What to do: Repeat the whole listing below exactly as it reads.

Exercise data:
________________

PR #4042, opened 2024-06-07
Import support for tuple, struct and integer values.

zygoloid:
These can be imported as the argument values for a generic. Also, the name of a generic is modeled as a `StructValue`.


toolchain/check/import_ref.cpp
```diff
@@ -1321,6 +1330,20 @@ class ImportRefResolver {
...
+    auto type_id = GetLocalConstantId(inst.type_id);
+    if (HasNewWork(initial_work)) {
+      return ResolveResult::Retry();
+    }
+    return {.const_id = TryEvalInst(
+                context_, SemIR::InstId::Invalid,
+                SemIR::IntLiteral{
+                    .type_id = context_.GetTypeIdForTypeConstant(type_id),
+                    .int_id = context_.ints().Add(
+                        import_ir_.ints().Get(inst.int_id))})};
```
jonmeow: These calls, as a set, sort of feel like they'd wrap better (reading a little more easily) if you used some locals for intermediate work. You could even do something like:

```suggestion
    SemIR::IntLiteral inst = {
        .type_id = context_.GetTypeIdForTypeConstant(type_id),
        .int_id = context_.ints().Add(import_ir_.ints().Get(inst.int_id))};
    return {.const_id = TryEvalInst(context_, SemIR::InstId::Invalid, inst)};
```

toolchain/sem_ir/ids.h
```diff
@@ -141,6 +141,12 @@ struct ConstantId : public IdBase, public Printable<ConstantId> {
     return InstId(Abs(index) - IndexOffset);
   }
 
+  // Returns the instruction that describes this constant value, or
+  // InstId::Invalid if this is invalid or a runtime value.
+  constexpr auto inst_id_if_valid() const -> InstId {
```
jonmeow, line 146: Feels kind of odd to be adding this for one use, although presumably you'll add more...

I should ask in particular though, why `constexpr`?

jonmeow (approved):
Looks good, please feel free to merge regardless of what you do with formatting.

toolchain/sem_ir/ids.h
zygoloid: I just made this `constexpr` because `inst_id` is, and it seemed reasonable for it to be consistent.

jonmeow: FWIW, I'd thought we were only doing constexpr when it was used that way, rather than simple consistency.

________________

Worked solution:
PR #4042, opened 2024-06-07
Import support for tuple, struct and integer values.

zygoloid:
These can be imported as the argument values for a generic. Also, the name of a generic is modeled as a `StructValue`.


toolchain/check/import_ref.cpp
```diff
@@ -1321,6 +1330,20 @@ class ImportRefResolver {
...
+    auto type_id = GetLocalConstantId(inst.type_id);
+    if (HasNewWork(initial_work)) {
+      return ResolveResult::Retry();
+    }
+    return {.const_id = TryEvalInst(
+                context_, SemIR::InstId::Invalid,
+                SemIR::IntLiteral{
+                    .type_id = context_.GetTypeIdForTypeConstant(type_id),
+                    .int_id = context_.ints().Add(
+                        import_ir_.ints().Get(inst.int_id))})};
```
jonmeow: These calls, as a set, sort of feel like they'd wrap better (reading a little more easily) if you used some locals for intermediate work. You could even do something like:

```suggestion
    SemIR::IntLiteral inst = {
        .type_id = context_.GetTypeIdForTypeConstant(type_id),
        .int_id = context_.ints().Add(import_ir_.ints().Get(inst.int_id))};
    return {.const_id = TryEvalInst(context_, SemIR::InstId::Invalid, inst)};
```

toolchain/sem_ir/ids.h
```diff
@@ -141,6 +141,12 @@ struct ConstantId : public IdBase, public Printable<ConstantId> {
     return InstId(Abs(index) - IndexOffset);
   }
 
+  // Returns the instruction that describes this constant value, or
+  // InstId::Invalid if this is invalid or a runtime value.
+  constexpr auto inst_id_if_valid() const -> InstId {
```
jonmeow, line 146: Feels kind of odd to be adding this for one use, although presumably you'll add more...

I should ask in particular though, why `constexpr`?

jonmeow (approved):
Looks good, please feel free to merge regardless of what you do with formatting.

toolchain/sem_ir/ids.h
zygoloid: I just made this `constexpr` because `inst_id` is, and it seemed reasonable for it to be consistent.

jonmeow: FWIW, I'd thought we were only doing constexpr when it was used that way, rather than simple consistency.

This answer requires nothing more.